What you are asked to do:
A bare number is the expected answer: the count of lines in the data holding "bisect".

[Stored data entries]
==========

Issue #52, opened 2026-02-27
Eliminate safepoint in counted loop


kuaiwei:
**Goals**
Safepoint in loop block other optimization like auto vectorization. C2 and Graal will remove safepoint inside counted loop. Jeandle could do same optimization

PR #70, opened 2026-05-26
enhance: Eliminate safepoint in counted loop - Phase 1

eapenzhan:
## Related issue(s):

issue #52 

This PR adds Phase 1 of Jeandle safepoint poll elimination.

Jeandle currently emits `jeandle.safepoint_poll` calls on loop back-edge paths. These opaque calls block several downstream LLVM optimizations, including LICM, LoopVectorize, loop unrolling, and closed-form simplification. This change introduces a conservative LLVM loop pass that removes those polls only when the loop trip count is provably bounded.

## Design

The new `SafepointElimination` pass is implemented as a `LoopPass` and runs through `FunctionToLoopPassAdaptor`. For each loop, it:

- acts only on Jeandle Java method compilations, identified by the existing module metadata;
- collects `jeandle.safepoint_poll` calls whose blocks dominate the loop latch, i.e. polls on the loop back-edge path;
- classifies a loop as bounded using `ScalarEvolution::getConstantMaxBackedgeTakenCount`;
- removes only back-edge polls in bounded loops;
- preserves polls on side-exit or deoptimization paths, such as `uncommon_trap` slow paths;
- leaves unbounded loops unchanged.

This mirrors the first-stage behavior of HotSpot C2 counted-loop safepoint stripping and Graal's loop safepoint elimination: bounded inner loops can become poll-free, while loops that may run for a long time still keep their safepoint poll until a future strip-mining phase is added.

The pass is wired into the Jeandle pipeline after Java operation lowering and an `EarlyCSE` pass, but before the default LLVM optimization pipeline. `EarlyCSE` helps expose loop-invariant bounds, for example by hoisting calls such as `jeandle.arraylength`, so that SCEV can prove common Java array loops bounded before vectorization and other loop optimizations run.

## Safety

The implementation is intentionally conservative:

- the master switch `-jeandle-enable-safepoint-elim` can disable the pass;
- `-jeandle-short-loop-max-iter` controls the short-loop threshold;
- the Graal-style 32-bit range rule is available behind `-jeandle-sp-elim-32bit-range`, but defaults to false until strip-mining is available;
- unbounded loops keep their back-edge safepoint polls;
- side-exit polls carrying deoptimization state are preserved.

## Tests

Added lit coverage for the positive and negative Phase A cases:

- simple counted loops;
- non-zero initial values;
- negative and non-unit strides;
- bounded i64 loops;
- multiple safepoints in one loop;
- nested counted loops;
- realistic Jeandle-generated array-loop IR;
- non-counted loops;
- bad `icmp ne` forms that SCEV cannot safely bound;
- side-exit poll preservation;
- non-Jeandle/non-Java modules;
- default-off behavior for the 32-bit-range rule.

## Follow-up Work

This PR intentionally implements only the first, conservative phase of safepoint elimination. The following work is left for subsequent changes:

- Add loop strip-mining for long-running or otherwise unbounded loops, similar to HotSpot C2's `OuterStripMinedLoopNode`, so that those loops can still expose poll-free inner bodies while keeping bounded GC latency.
- Revisit `-jeandle-sp-elim-32bit-range` once strip-mining exists. At that point, the 32-bit-range rule can either become safe by construction, be routed through strip-mining, or be removed if it is no longer needed.
- Add broader Jeandle JIT regression tests that check generated IR or optimization remarks from real Java loops, rather than only standalone LLVM IR fixtures.
- Add performance measurements for representative Java array loops and allocation-heavy kernels to quantify the optimization impact on LICM, vectorization, and loop unrolling.
- Extend the analysis, if needed, to recognize more loop shapes that SCEV can prove finite but that are not yet covered by the current fixtures.


llvm/include/llvm/Transforms/Jeandle/SafepointElimination.h
```diff
@@ -0,0 +1,38 @@
...
+class LPMUpdater;
+class Loop;
+
+/// LoopPass that strips `jeandle.safepoint_poll` calls out of the back-edge
+/// path of counted loops whose trip count we can prove fits within the
+/// configured budget. Driven via createFunctionToLoopPassAdaptor so that
+/// LoopSimplify and LCSSA run before us, and so a future strip-mining
+/// transform can register newly-created outer loops with the LPM via
+/// LPMUpdater.
+class SafepointElimination : public PassInfoMixin<SafepointElimination> {
```
taofengliu, line 28: Don't implement it as a loop pass, because we will extend it to eliminate more safepoints not only in loop scopes.

PR #71, opened 2026-05-29
fix: stop Reassociate sinking loop-carried recurrence phis

yadongw:
## Problem

Reassociate ranks a loop header phi at the loop's lowest BB-RPO position, so the
"low rank goes to the RHS" canonicalization treats a recurrence accumulator like
a loop invariant and sinks it into the innermost operand of the add chain. The
loop-carried critical path goes from one ALU op to several:

```
s += a*7 + (a>>2)
  before:  ((a>>2) + s) + a*7     ; 3-op loop carry on s
  after:   (a*7 + (a>>2)) + s     ; 1-op loop carry on s
```

On a scalar reduction loop this is a measurable steady-state regression (~16% on
an aarch64 ALU-bound microbench). It only shows up when the loop body isn't
vectorized, which is why it has gone unnoticed.

## Fix

Sort expression leaves by an explicit `OpCategory` first, rank second:

| category | placement |
|---|---|
| `LoopCarriedRecurrence` | outermost operand (1-cycle loop carry) |
| `LoopVariant` | by rank, as before |
| `LoopInvariantOrConst` | innermost, so LICM/folding still see them grouped |

With no enclosing loop every leaf is `LoopVariant`, so ordering falls back to
rank-only and matches the previous behavior. Recurrence detection keys on the
phi's parent being the enclosing loop's header with an in-loop incoming edge
(handles multi-latch loops, which `getLoopLatch()` would miss). `LoopInfo` is
built locally in `run()` and skipped for single-BB functions, so it works under
both pass managers without a registered analysis.

## Testing

- New `Transforms/Reassociate/loop-carried-phi.ll` (single/multi-latch, outer
  recurrence with inner sibling, nested-loop LICM preservation, mixed-category,
  fp/fast, self-loop, vector, xor/mul chains, opaque-call-in-body, triple-nested).
- `check-llvm` and `check-llvm-unit` pass; a few `PhaseOrdering` CHECK lines are
  regenerated to reflect the new operand order (no functional change).
- Corpus run over all in-tree `.ll` (~41k files) through `reassociate -verify-each`:
  no crashes or verifier failures.


eapenzhan:
Suggestion: gate the new ordering behind a hidden cl::opt (default on)

This changes the default operand ordering of a very widely-used core pass. A hidden flag defaulting to true would make it easy to:

  - bisect a regression down to this behavior without reverting the commit;
  - A/B the steady-state perf impact (the ~16% is one aarch64 ALU-bound microbench, and reordering reduction chains ripples downstream
  into SLP/scheduling, e.g. the churn in reduce_submuladd.ll);
  - give downstreams a one-line escape hatch.

  It also pairs nicely with the compile-time aspect: if the same flag gates the LoopInfo/DominatorTree construction in run(), turning
  it off removes the per-function DT+LI build cost and drops back to the no-loop classification path — which single_bb_no_loops already
  certifies as legacy-equivalent (with LI == nullptr every non-constant leaf is LoopVariant, so the comparator falls back to
  rank-only; constants still group at the end, same as their rank-0 placement today).

  Matching the existing UseCSELocalOpt style in this file:
```C++
  static cl::opt<bool> ReassociateLoopCarriedRecurrence(
      DEBUG_TYPE "-loop-carried-recurrence",
      cl::desc("Sort loop-carried recurrence phis to the outermost operand of a "
               "reassociated expression, shortening the loop-carried dependency"),
      cl::init(true), cl::Hidden);
```
  and in run():
``` C++
  if (ReassociateLoopCarriedRecurrence && !F.empty() &&
      std::next(F.begin()) != F.end()) {
    DT.emplace(F);
    LIStorage.emplace(*DT);
    LI = &*LIStorage;
  }
```
  This keeps the change on by default while giving a zero-overhead way to turn it off for triage and measurement.

yadongw:
> Suggestion: gate the new ordering behind a hidden cl::opt (default on)
> 
> This changes the default operand ordering of a very widely-used core pass. A hidden flag defaulting to true would make it easy to:
> 
> * bisect a regression down to this behavior without reverting the commit;
> * A/B the steady-state perf impact (the ~16% is one aarch64 ALU-bound microbench, and reordering reduction chains ripples downstream
>   into SLP/scheduling, e.g. the churn in reduce_submuladd.ll);
> * give downstreams a one-line escape hatch.
> 
> It also pairs nicely with the compile-time aspect: if the same flag gates the LoopInfo/DominatorTree construction in run(), turning it off removes the per-function DT+LI build cost and drops back to the no-loop classification path — which single_bb_no_loops already certifies as legacy-equivalent (with LI == nullptr every non-constant leaf is LoopVariant, so the comparator falls back to rank-only; constants still group at the end, same as their rank-0 placement today).
> 
> Matching the existing UseCSELocalOpt style in this file:
> 
> ```c++
>   static cl::opt<bool> ReassociateLoopCarriedRecurrence(
>       DEBUG_TYPE "-loop-carried-recurrence",
>       cl::desc("Sort loop-carried recurrence phis to the outermost operand of a "
>                "reassociated expression, shortening the loop-carried dependency"),
>       cl::init(true), cl::Hidden);
> ```
> 
> and in run():
> 
> ```c++
>   if (ReassociateLoopCarriedRecurrence && !F.empty() &&
>       std::next(F.begin()) != F.end()) {
>     DT.emplace(F);
>     LIStorage.emplace(*DT);
>     LI = &*LIStorage;
>   }
> ```
> 
> This keeps the change on by default while giving a zero-overhead way to turn it off for triage and measurement.

@eapenzhan Good call — added it as -reassociate-loop-carried-recurrence (default on), same style as UseCSELocalOpt. It also gates the DT/LoopInfo build in run(), so flag-off skips that cost and falls back to rank-only ordering. loop-carried-phi-flag.ll covers both states.

llvm/lib/Transforms/Scalar/Reassociate.cpp
```diff
@@ -232,6 +242,34 @@ unsigned ReassociatePass::getRank(Value *V) {
...
 }
 
+namespace llvm::reassociate {
+
+OpClassifier::OpClassifier(const LoopInfo *LI, const Instruction *I)
+    : EnclosingLoop(LI && I ? LI->getLoopFor(I->getParent()) : nullptr) {}
+
+OpCategory OpClassifier::classify(const Value *V) const {
+  if (isa<Constant>(V))
+    return OpCategory::LoopInvariantOrConst;
```
taofengliu, line 360: Reassociate also gives all Arguments low ranks.
According to `ReassociatePass::getRank`, maybe we can do it like this:

```suggestion
  if (!isa<Instruction>(V))
    return OpCategory::LoopInvariantOrConst;
  }
   
```
This might have the minimal impact on the original logic.

llvm/lib/Transforms/Scalar/Reassociate.cpp
```diff
@@ -2553,6 +2594,20 @@ PreservedAnalyses ReassociatePass::run(Function &F, FunctionAnalysisManager &) {
   // analysing dead basic blocks).
   ReversePostOrderTraversal<Function *> RPOT(&F);
 
+  // Build LoopInfo locally for OpClassifier. We don't take it from the FAM:
+  // Reassociate runs before LICM so it isn't cached yet, and the legacy PM
+  // calls run() with an empty FAM that would assert. Skip single-BB functions
+  // (no loops, so LI stays null and ordering reduces to rank only).
```
taofengliu: FAM.getResult<>() is lazy and will compute on demand. Using FAM has a concrete benefit: the computed DT/LI gets cached, so subsequent passes (LICM runs right after Reassociate in both pipeline positions) can reuse them instead of rebuilding from scratch.
For the legacy PM, the DummyFAM issue can be addressed by registering the required analyses in the legacy wrapper

taofengliu (commented):
First of all. In line 1507 and 1512, there are unclassified `ValueEntry`s.

And I found two scenarios that are not handled correctly.

## False-positive header phi classification can worsen loop carry
For IR:
```
define i32 @false_positive_induction_steals_outermost(i32 %n, ptr %arr) {
entry:
  br label %loop

loop:
  %s = phi i32 [ 0, %entry ], [ %result, %loop ]
  %i = phi i32 [ 0, %entry ], [ %i.next, %loop ]
  %p = getelementptr i32, ptr %arr, i32 %i
  %v = load i32, ptr %p, align 4
  %body = mul i32 %v, 7
  %t1 = add i32 %s, %i
  %result = add i32 %t1, %body
  %i.next = add i32 %i, 1
  %cmp = icmp slt i32 %i.next, %n
  br i1 %cmp, label %loop, label %exit

exit:
  ret i32 %result
}
```
After Reassociate, we get this:
```
define i32 @false_positive_induction_steals_outermost(i32 %n, ptr %arr) {
entry:
  br label %loop

loop:                                             ; preds = %loop, %entry
  %s = phi i32 [ 0, %entry ], [ %result, %loop ]
  %i = phi i32 [ 0, %entry ], [ %i.next, %loop ]
  %p = getelementptr i32, ptr %arr, i32 %i
  %v = load i32, ptr %p, align 4
  %body = mul i32 %v, 7
  %t1 = add i32 %s, %body
  %result = add i32 %t1, %i
  %i.next = add i32 %i, 1
  %cmp = icmp slt i32 %i.next, %n
  br i1 %cmp, label %loop, label %exit

exit:                                             ; preds = %loop
  ret i32 %result
}
```
The `%s` should be the outermost, but not in the current implementation.
Expected IR after Reassociate:
```
define i32 @false_positive_induction_steals_outermost(i32 %n, ptr %arr) {
entry:
  br label %loop

loop:                                             ; preds = %loop, %entry
  %s = phi i32 [ 0, %entry ], [ %result, %loop ]
  %i = phi i32 [ 0, %entry ], [ %i.next, %loop ]
  %p = getelementptr i32, ptr %arr, i32 %i
  %v = load i32, ptr %p, align 4
  %body = mul i32 %v, 7
  %t1 = add i32 %i, %body
  %result = add i32 %t1, %s
  %i.next = add i32 %i, 1
  %cmp = icmp slt i32 %i.next, %n
  br i1 %cmp, label %loop, label %exit

exit:                                             ; preds = %loop
  ret i32 %result
}
```

## CSE pair reordering can override OpCategory sort
For IR:
```
declare void @use(i32)

define i32 @cse_overrides_recurrence(i32 %n, ptr %arr) {

entry:
  br label %loop

loop:
  %s = phi i32 [ 0, %entry ], [ %result, %loop ]
  %i = phi i32 [ 0, %entry ], [ %i.next, %loop ]
  %p = getelementptr i32, ptr %arr, i32 %i
  %v = load i32, ptr %p, align 4
  %a = mul i32 %v, 3
  %b = mul i32 %v, 5
  %b2 = lshr i32 %v, 2

  %side1 = add i32 %s, %a
  %side  = add i32 %side1, %b
  call void @use(i32 %side)

  %t1 = add i32 %s, %a
  %result = add i32 %t1, %b2

  %i.next = add i32 %i, 1
  %cmp = icmp slt i32 %i.next, %n
  br i1 %cmp, label %loop, label %exit

exit:
  ret i32 %result
}
```
After Reassociate, we get this:
```
declare void @use(i32)

define i32 @cse_overrides_recurrence(i32 %n, ptr %arr) {
entry:
  br label %loop

loop:                                             ; preds = %loop, %entry
  %s = phi i32 [ 0, %entry ], [ %result, %loop ]
  %i = phi i32 [ 0, %entry ], [ %i.next, %loop ]
  %p = getelementptr i32, ptr %arr, i32 %i
  %v = load i32, ptr %p, align 4
  %a = mul i32 %v, 3
  %b = mul i32 %v, 5
  %b2 = lshr i32 %v, 2
  %side1 = add i32 %s, %a
  %side = add i32 %side1, %b
  call void @use(i32 %side)
  %t1 = add i32 %s, %a
  %result = add i32 %t1, %b2
  %i.next = add i32 %i, 1
  %cmp = icmp slt i32 %i.next, %n
  br i1 %cmp, label %loop, label %exit

exit:                                             ; preds = %loop
  ret i32 %result
}
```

==========

Problem solution:
2